Despite what its number might suggest, Temple 58 is only my second temple on the 88-Temple Circuit around Shodoshima Island.
Everything in me knows I should keep moving – after all, I have another six temples to see today alone and I’ve yet to leave the port town of Tonoshō.
And yet I find myself slipping off my backpack anyways, pulling out my sketchbook, and finding a seat on the concrete floor of the bell tower that sits just opposite the temple.
As dark clouds curl across the sky, carrying the rain that will fall later this afternoon, I wonder if I’ll be able to capture the temple’s vivid vermillion woodwork or the mystically twisted branches of the bonsai pine tree standing next to it.
But most of all, what I want to remember is the tiered roof of the temple. As with the Chinese lanterns I confessed my love for while in Kuala Lumpur, I also have a thing for such pagodas, ever since sketching those in Kathmandu’s Durbar Square and a small village temple on the Indonesian island of Nusa Penida.
While it means my first day on the circuit will be longer than it should, I can’t help but drop everything and sketch this temple.
Although I don’t know it right now, here on the floor of the bell tower, Temple 58 is the only temple on the Shodoshima circuit with such a layered roof. The rest I’ll come across will vary tremendously in size and shape – from little one-room buildings in the woods to sprawling complexes with their own lakes – but none will have another beloved tiered roof.
What I also don’t know in the moment of sketching the temple is that eight days from now, when I finally reach the summit of Temple 56 – my last temple on the circuit (yes, it definitely doesn’t go in numerical order) – and begin my descent back into Tonoshō, the first thing I’ll see as I look down at the city will be the roof of Temple 58 – right where I sketched it a week earlier.
Seeing it will remind me, yet again, of how different an experience this circular pilgrimage was from the more linear Camino de Santiago trail I walked last year – that by finishing where you began, your anticipation of reaching the end feels strangely akin to the anticipation of coming home.
It is the same but different – and, hopefully, so are you.
Your sketches are beautiful.

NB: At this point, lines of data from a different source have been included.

Issue #546, opened 2016-05-27
md-textarea


fxck:
I would like to add `md-textarea`. From what I've tried(c&p md-input code, changing selector and template), it should be pretty straightforward, as it just worked without any changes to style or the component itself.

The differences between input and textarea are

- textarea doesn't have `type`, `step`, `list` attributes 
- textarea might have auto expand/size(probably not needed in the first iteration)

Since 90% of the component is made of annotations, and those cannot be inherited, the way to go(I think) might be either to extend selector

```
selector: 'md-input,md-textarea',
```

and use `ElementRef` to check which selector matched(unless there's a better way I don't know of) and `*ngIf`the template to either `<input>` or `<textarea>`. 

or keep only one selector(that is `md-input`), and add `md-textarea` as attribute, and `*ngIf` the template depending on that.

In both cases I'd be needed add check that `type` was not added along `<md-textarea>` or `md-textarea`, because of `_convertValueForInputType`, there won't be no need to do anything with `step` or `list`, since those simply won't be on the `*ngIf`'d template.

Thoughts?

---

as for autosize, there's this tiny thing https://github.com/stevepapa/angular2-autosize 

```javascript
import { ElementRef, HostListener, Directive} from 'angular2/core';

@Directive({
    selector: 'textarea[autosize]'
})

export class Autosize {
 @HostListener('input',['$event.target'])
  onInput(textArea) {
    this.adjust();
  }
  constructor(public element: ElementRef){
  }
  ngOnInit(){
    this.adjust();
  }
  adjust(){
    this.element.nativeElement.style.overflow = 'hidden';
    this.element.nativeElement.style.height = 'auto';
    this.element.nativeElement.style.height = this.element.nativeElement.scrollHeight + "px";
  }
}
```

which utilizes `scrollHeight`, which is apparently supported by most browsers https://developer.mozilla.org/en-US/docs/Web/API/Element/scrollHeight

jelbourn:
@hansl did you have any existing plans WRT `textarea` implementation details?

I'm thinking it might be good to have a `MdTextField` base class that both `MdInput` and `MdTextArea` extend, mainly so they can set up different bindings. We could possibly also introduce an internal directive like `MdTextFieldWrapper` that has all the wrapper elements and styles simply content-projects either the input element or textarea element.

The autosize would be a good follow-up. It would be good to see a simple proof-of-concept on the `scrollHeight` technique, which would be pretty neat.

fxck:
[...]

PR #1282, opened 2016-09-20
chore(textarea): create textarea

dharmeshpipariya:
creates the md-textarea feature [546](https://github.com/angular/material2/issues/546)


jelbourn:
@dharmeshpipariya it will probably be a bit before we can review this; we're all tied up preparing for Angular Connect next week.

dharmeshpipariya:
CLA signed.

jelbourn:
@dharmeshpipariya It looks like this is mostly copy-and-paste from `md-input` without any refactoring to reuse common parts between them. This kind of approach has a higher cost in the long run because you're now maintaining two sets of code that do the same thing. The two components should share code, potentially even being the same component with some conditionals. I'm going to close this PR since, at a high level, it's not really the way we want to approach the implementation. If you want to try a different approach, comment on #546 with your plan and we can discuss further.

PR #1549, opened 2016-10-20
`unsubscribe` some subscriptions on destroy / `first` some subscriptions

fxck:
I'm not 100% sure you need to unsubscribe those `changes` subscriptions, but I don't see it being done automatically anywhere(https://github.com/angular/angular/blob/2.1.0/modules/%40angular/core/src/linker/query_list.ts#L11-L100).

Also I'm not 100% sure that dialog and icon needs that `first`, but looking at code I think both should have it.

There's also a couple of subscriptions on EventEmitter(in sidenav particularly) which I haven't touched since I supposed those *are* automatically unsubscribed.

Also I haven't touched the one mentioned in https://github.com/angular/material2/pull/1534

@jelbourn 

// edit 
looks like `changes` is event emitter as well https://github.com/angular/angular/blob/master/modules/%40angular/facade/src/async.ts so I guess either it's not needed to unsubscribed at all, or those event emitter subscriptions in sidenav needs to be unsubscribed as well

### DIFF
--- a/src/lib/core/line/line.ts
+++ b/src/lib/core/line/line.ts
@@ -6,6 +6,7 @@ import {
     QueryList
 } from '@angular/core';
 
+import { Subscription  } from 'rxjs/Subscription';
 /**
  * Shared directive to count lines inside a text area, such as a list item.
  * Line elements can be extracted with a @ContentChildren(MdLine) query, then
@@ -16,15 +17,20 @@ export class MdLine {}
 
 /* Helper that takes a query list of lines and sets the correct class on the host */
 export class MdLineSetter {
+  private _changesSubscription: Subscription;
+
   constructor(private _lines: QueryList<MdLine>, private _renderer: Renderer,
               private _element: ElementRef) {
     this._setLineClass(this._lines.length);
 
-    this._lines.changes.subscribe(() => {
+    this._changesSubscription = this._lines.changes.subscribe(() => {
       this._setLineClass(this._lines.length);
     });
   }
 
+  public destroy() {
+    this._changesSubscription.unsubscribe();
+  }
 
   private _setLineClass(count: number): void {
     this._resetClasses();
--- a/src/lib/core/line/line.ts
+++ b/src/lib/core/line/line.ts
@@ -6,7 +6,6 @@ import {
     QueryList
 } from '@angular/core';
 
-import { Subscription  } from 'rxjs/Subscription';
 /**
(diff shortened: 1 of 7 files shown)


src/lib/core/line/line.ts
```diff
@@ -6,6 +6,7 @@ import {
     QueryList
 } from '@angular/core';
 
+import { Subscription  } from 'rxjs/Subscription';
```
jelbourn: Remove spaces from around imported symbol

src/lib/core/line/line.ts
```diff
@@ -16,15 +17,20 @@ export class MdLine {}
...
 
-    this._lines.changes.subscribe(() => {
+    this._changesSubscription = this._lines.changes.subscribe(() => {
       this._setLineClass(this._lines.length);
     });
   }
 
+  public destroy() {
+    this._changesSubscription.unsubscribe();
+  }
```
jelbourn: This particular unsubscription isn't necessary because the `QueryList` will be destroyed at the same time as the component (and the subscription is contained within the component that also contains this LineSetter).

src/lib/sidenav/sidenav.ts
```diff
@@ -271,11 +274,16 @@ export class MdSidenavLayout implements AfterContentInit {
   /** TODO: internal */
   ngAfterContentInit() {
     // On changes, assert on consistency.
-    this._sidenavs.changes.subscribe(() => this._validateDrawers());
+    this._sidenavChangesSubscription = this._sidenavs.changes
```
jelbourn: This one also shouldn't be necessary because the `QueryList` is destroyed when the component is destroyed

fxck:
What about these https://github.com/angular/material2/blob/master/src/lib/sidenav/sidenav.ts#L286 @jelbourn ?

jelbourn:
@fxck `EventEmitter` should also be auto-destroyed when the component is destroyed.

fxck:
@jelbourn I know this is rather naive test http://plnkr.co/edit/vDeFQunSeXehUssR1Pzr?p=preview but both ViewChildren and Output / EventEmitter seems to still have observers on them even after the component is destroyed..

jelbourn:
@fxck they still exist in that case because you're saving references to them; if nothing references the emitter, it will be garbage collected.

fxck:
Alright then, I have removed everything but those fee `first`s.

jelbourn:
LGTM

PR #1553, opened 2016-10-20
feature(radio): Add ripple effect to radio button

tinayuangao:
Removed the ripple placeholder and added the real md-ripple

R: jelbourn

### DIFF
--- a/src/lib/radio/radio.ts
+++ b/src/lib/radio/radio.ts
@@ -3,6 +3,7 @@ import {
   Component,
   ContentChildren,
   Directive,
+  ElementRef,
   EventEmitter,
   HostBinding,
   Input,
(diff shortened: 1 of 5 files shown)


jelbourn:
CC @dozingcat if you happen to have a bit of time, could you also take a look?

src/lib/radio/radio.ts
```diff
@@ -411,10 +417,19 @@ export class MdRadioButton implements OnInit {
       this.radioGroup._touch();
     }
   }
+
+  getHostElement() {
+    return this._elementRef.nativeElement;
+  }
+
+  isRippleEnabled() {
```
tinayuangao: We can bind directly to the disableRipple property. Just referred what button did for ripple. I can change that for button too.

tinayuangao: Synced and resolved conflicts. Use coerceBooleanProperty for disableRipple.

jelbourn:
LGTM

PR #1554, opened 2016-10-21
fix rollup tips  aboat 'rxjs/add/operator/first'

mniya:
Treating 'rxjs/add/operator/first' as external dependency
No name was provided for external module 'rxjs/add/operator/first' in options.globals – guessing 'rxjs_add_operator_first'


jelbourn:
Thanks!

Issue #1135, opened 2016-08-30
[feature request] md-input focus class


sonderbazz:
#### Bug, feature request, or proposal:

Focus on md-input-element sets the md-focused class on md-input
#### What is the expected behavior?

I would like to be able to style on all sub elements within the md-input when the input has focus.
#### What is the current behavior?

Only ripple and placeholder gets a md-focused class added
#### What are the steps to reproduce?

Set focus on a md-input element check to see if its possible to style all subelements to md-input
#### What is the use-case or motivation for changing an existing behavior?

Would give more flexibility to modding the design

hansl:
There's a perfectly correct version by doing something like this:

```html
<md-input #example [class.my-custom-focus]="example.focused">
```

We do not want to export special classes only for the purpose of styling like this. If you need styling for a component you should apply your own custom classes to it.

Thanks!

sonderbazz:
Fair enough - and thanks for the simple solution. :)

PR #1337, opened 2016-09-27
feat(input): add md-focused class on wrapper

leocaseiro:
Add `.md-focused` to the `md-input-wrapper`

Fix #1135

PR #1559, opened 2016-10-21
feat(input): add `md-focused` class to `md-input` element

fxck:
Fixes https://github.com/angular/material2/issues/1135

### DIFF
--- a/src/lib/input/input.ts
+++ b/src/lib/input/input.ts
@@ -101,7 +101,10 @@ export class MdHint {
   templateUrl: 'input.html',
   styleUrls: ['input.css'],
   providers: [MD_INPUT_CONTROL_VALUE_ACCESSOR],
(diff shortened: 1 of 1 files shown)


fxck:
fails because of timeouts

jelbourn:
Not sure if I want to add this vs.:
```
<md-input #firstName [class.my-custom-focus]="firstName.focused">
```

@hansl thoughts?

fxck:
Just noticed there's a second PR as well https://github.com/angular/material2/pull/1337 with the difference that mine puts the class directly on the host element, which I think is more desirable.

hansl:
There's a completely fine solution outlined by @jelbourn above and I think the issue should be marked as Intended Behaviour. We don't want to go into making a bunch of classes that can be styled by customers, since they can set the classes they want.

I absolutely love Japan and you capture its spirit perfectly:)
Thanks so much, Emily! That means a lot 🙂 Where in Japan have you been before?
“circular pilgrimage…finishing where you began”

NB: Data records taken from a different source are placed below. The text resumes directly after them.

PR #1562, opened 2016-10-21
feat(textarea): add md-textarea element

fxck:
I went with the having one class and multiple selector way. Also added the autosize / autoexpand directive. Modified demo page and README aswell.

I suppose some tests are needed, I'm not really good at those, so I'd appreciate assistance with that.

Should close https://github.com/angular/material2/issues/546

cc @jelbourn


fxck:
Not sure why this particular test is failing, nothing I've done is affecting the name attribute..

src/lib/input/input.ts
```diff
@@ -30,6 +32,9 @@ import {Observable} from 'rxjs/Observable';
 
 const noop = () => {};
 
+const MD_INPUT_SELECTOR = 'md-input';
+const MD_TEXTAREA_SELECTOR = 'md-textarea';
```
jelbourn: You can just use the strings inline without introducing constants; the values are obvious and aren't going to change frequently.

src/lib/input/input.html
```diff
@@ -34,6 +35,38 @@
...
+             [attr.minlength]="minlength"
+             [readonly]="readonly"
+             [required]="required"
+             [spellcheck]="spellcheck"
+             [attr.tabindex]="tabindex"
+             [attr.name]="name"
+             (focus)="_handleFocus($event)"
+             (blur)="_handleBlur($event)"
+             [(ngModel)]="value"
+             (change)="_handleChange($event)"></textarea>
```
jelbourn: You can remove min, max, and autocorrect. They don't exist on `<textarea>`

We should add `rows`, `cols`, and `wrap`. Need to think about how `rows` interacts with autosize. 

https://developer.mozilla.org/en-US/docs/Web/HTML/Element/textarea

src/lib/input/input.ts
```diff
@@ -90,14 +95,46 @@ export class MdHint {
...
 
+/**
+ * Enables auto expanding behaviour for the textarea
+ */
+@Directive({
+  selector: 'textarea[mdAutosize]'
+})
+export class MdAutosize implements OnInit {
+  @HostListener('input', ['$event.target'])
+  public onChange() {
```
jelbourn: I don't see where this `onChange` method is called.

src/lib/input/input.ts
```diff
@@ -90,14 +95,46 @@ export class MdHint {
...
+
+  ngOnInit() {
+    if (this._isActive) {
+      this._adjust();
+    }
+  }
+
+  private _adjust() {
+    this._elRef.nativeElement.style.overflow = 'hidden';
+    this._elRef.nativeElement.style.height = 'auto';
```
jelbourn: These two properties don't need to be set every time.

src/lib/input/input.ts
```diff
@@ -90,14 +95,46 @@ export class MdHint {
...
+    this._elRef.nativeElement.style.height = `${this._elRef.nativeElement.scrollHeight}px`;
```
jelbourn: The logic for sizing the textarea is much more complicated in material1, which makes me think this may be missing something.

@crisbeto do you have insights on this?

src/lib/input/input.ts
fxck: Well, it was for my own convenience, but ok.

src/lib/input/input.ts
fxck: `overflow` I does not, `height = auto` does, it's what causes the textarea shrink when you remove text

src/lib/input/input.ts
fxck: It's what the `@HostListener` is calling. Or you mean it should be private? I suppose..

src/lib/input/input.ts
fxck: Seems to be working fine, seems to be supported in all browsers as well https://developer.mozilla.org/en-US/docs/Web/API/Element/scrollHeight

fxck: Well.. it's considerably more complex when you have to  deal with the `rows` attribute. So there are two options, not allowing autosize and rows on the same element(because honestly, who's using rows nowadays, it's only good for devices not supporting css) or go with the 10 times more complex code. I started working on the latter, but I'd be much happier with the former.

crisbeto: Correct, most of the complexity is because of the `rows`, however I think that they're a pretty important part of the component, because they're what sets an empty `textarea` apart from an `input`. In Material 1 we also do the following, although I'm not the one who wrote it so I'm not sure what the reasoning is:

```js
function getHeight() {
  var offsetHeight = node.offsetHeight;
  var line = node.scrollHeight - offsetHeight;
  return offsetHeight + Math.max(line, 0);
}
```

src/lib/input/input.ts
```diff
@@ -90,14 +94,131 @@ export class MdHint {
...
+        padding: 0px;
+        visibility: hidden;
+        opacity: 0;
+        font-family: ${computedStyles.fontFamily};
+        font-size: ${computedStyles.fontSize};
+      `
+    );
+
+    // fill in one row
+    tempEl.innerHTML = '-';
```
crisbeto: Wouldn't it be better to use the `value` property?

fxck:
@jelbourn I have modified the autosize directive to work along `rows` attribute.. it's a little complex so I'll try to explain how it works:

A row's height is calculated from `line-height` of the element, but unless the line-height is explicitly set, its initial value is `normal`, so to be able to dynamically set `rows` depending on the height of the textarea, I need to find the actual line-height.

So I'm creating a temp textarea element, reseting it's paddings and margins, visually hiding it, setting the rows attribute to `1`(default is `2`, but I'm not sure how consistent is it across browsers, so I'm setting it explicitly) and getting it's height, removing the element afterwards. When line-height is actually explicitly set(doesn't matter if it's by ems, pixels, percents, `getComputedStyles` always returns pixel values), I'm simply returning it as a number and doing none of above.

Now that I have actual `line-height`, I'm setting the `min-height` of the element to be 

`user provideded rows value` * `line-height I found`

The rest is similar to how it was before when `input` event happens, `height` is set to `auto` and `rows` to the initial value, which allows me to get the real `scrollHeight` even if user is removing instead of adding characters, afterwards new `rows` is calculated by diving the new `scrollHeight`  by `lineHeight`.

Also none of above happens unless `rows` is explicitly provided by the user.

src/lib/input/input.ts
fxck: Well since I won't ever need the actual value, it doesn't really matter.. having said that, `value` is apparently marginally faster https://jsperf.com/innerhtml-vs-value-on-textarea so yeah.

src/lib/input/input.ts
```diff
@@ -90,14 +94,131 @@ export class MdHint {
...
+  private _getLineHeight(): number {
+    const el: HTMLElement = this._elRef.nativeElement;
+
+    // get the actual computed styles for the element
+    const computedStyles = window.getComputedStyle(el);
+
+    // if line height is explicitly set(to a pixel value), use that
+    if (computedStyles.lineHeight && computedStyles.lineHeight.toLowerCase().indexOf('px') >= 0) {
+      // return stripped of the "px" and as a number
+      return +computedStyles.lineHeight.replace('px', '');
```
fxck: Yeah, that might be faster.

fxck:
I tried adding a test for the rows attribute but I can't get it to succeed.

```
  it('supports the rows attribute', () => {
    let fixture = TestBed.createComponent(MdInputTextareaWithRows);
    let input: MdInput = fixture.debugElement.query(By.directive(MdInput)).componentInstance;

    fixture.detectChanges();

    let el: HTMLInputElement = fixture.debugElement.query(By.css('textarea')).nativeElement;
    expect(el).not.toBeNull();

    fixture.detectChanges();
    expect(el.getAttribute('rows')).toEqual(null);

    input.rows = '8';

    fixture.detectChanges();
    
    expect(el.getAttribute('rows')).toEqual('8');

  });

@Component({template: `<md-textarea [rows]="rows"></md-textarea>`})
class MdInputTextareaWithRows { }

```

fails with "expected null to equal '8'" or something

jelbourn:
@fxck do you want to break the autosize into a separate PR? I want to merge the textarea, but need some more time to review/think about the autosize logic.

fxck:
Yeah I can, but I still can't figure out those tests..

jelbourn:
I don't see anything obviously wrong with the test; if you rebase the PR I can try to take a look

fxck:
@jelbourn should be rebased + autosize removed

src/lib/input/README.md
```diff
@@ -106,6 +106,17 @@ export class MyComponent implements OnInit {
 }
 ```
 
+## Textareas
+
+Supports same attributes as MdInput, except `type`, additionally it support `autosize` attribute
+which enables auto expanding functionality.
+
+```html
+<md-textarea autosize placeholder="Textarea with autosize"></md-textarea>
```
jelbourn: Should remove autosize from the readme for this PR

src/lib/input/input.scss
```diff
@@ -95,6 +95,10 @@ md-input {
   }
 }
 
+.md-input-element-textarea {
+  min-height: 60px;
+}
```
jelbourn: Where does this 60px come from? I don't see anything in the spec and it looks like material1 uses a min-height to match the line-height. Can we remove it?

src/lib/input/input.ts
```diff
@@ -229,6 +229,10 @@ export class MdInput implements ControlValueAccessor, AfterContentInit, OnChange
 
   @ViewChild('input') _inputElement: ElementRef;
 
+  public elementType: 'input' | 'textarea' = undefined;
+
+  constructor(private _elRef: ElementRef) { }
```
jelbourn: If you move the setting of `elementType` here, you don't need the `private` and can just call it `elementRef`.

src/lib/input/input.ts
```diff
@@ -282,6 +286,13 @@ export class MdInput implements ControlValueAccessor, AfterContentInit, OnChange
   ngAfterContentInit() {
     this._validateConstraints();
 
+    // Set the element type depending on normalized selector used(md-input / md-textarea)
+    if (this._elRef.nativeElement.tagName.toLowerCase() === 'md-input') {
+      this.elementType = 'input';
+    } else {
+      this.elementType = 'textarea';
+    }
```
jelbourn: You should be able to do this in the constructor. I'd also make it a bit more concise with a ternary:
```ts
this.elementType = this._elementRef.nativeElement.nodeName.toLowerCase() === 'md-input' ?
    'input' : 
    'textarea';
```

src/lib/input/input.ts
```diff
@@ -229,6 +229,10 @@ export class MdInput implements ControlValueAccessor, AfterContentInit, OnChange
 
   @ViewChild('input') _inputElement: ElementRef;
 
+  public elementType: 'input' | 'textarea' = undefined;
```
jelbourn: You can omit the `public` (as the default). Can you also prefix this with an underscore (which we're using with the absence of the `private` keyword as "internal").

src/lib/input/input.scss
fxck: I guess it should be equal to two rows, which is line-height * 2.

fxck:
I had those inputs there, must have accidentally deleted them while rebasing.. anyway addressed all comments.

@jelbourn

src/lib/input/input.ts
```diff
@@ -229,6 +234,15 @@ export class MdInput implements ControlValueAccessor, AfterContentInit, OnChange
 
   @ViewChild('input') _inputElement: ElementRef;
 
+  _elementType: 'input' | 'textarea';
+
+  constructor(public _elementRef: ElementRef) {
```
jelbourn: It can just be
```ts
 constructor(elementRef: ElementRef) {
```
Adding a `public` or `private` modifier here makes it a field on the class which isn't necessary.

fxck: Huh, can it? Changed.

fxck:
Gah, needs rebase now.. sec.

fxck:
Done, passing, all good I guess.

jelbourn:
LGTM

jelbourn:
Thanks!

How fitting that as you near your return home, you would have this insightful moment. Savor the sweetness!
“It is the same but different – and, hopefully, so are you.”
Thank you, Teresa! Almost as soon as I heard about the 88-Temple Circuit, I started thinking about the differences between linear and circular pilgrimages, and how fitting it would be to do the Shodoshima circuit right before returning home. So those thoughts were on my mind quite a bit as I finished it last week 🙂
PS – I’m so sorry to have not written back to your wonderful email update yet! It was great to get caught up on everyone, though, and I will be writing back as soon as this current trip finishes up!
Beautiful X 100000!
Thank you, Andi!!! Hope you’re doing well!
It’s amazing to see how your sketching talents have become more refined through the three tiered roof sketches above – the same, but different, and so exquisite 🙂
Thanks so much, lovely! It’s funny – I think it’s one of those things you don’t realize is changing until you go back and look at old sketches. It’s much the same with writing, isn’t it? And I’m sure with graphic design work as well 🙂 I’m grateful we’re always growing and refining!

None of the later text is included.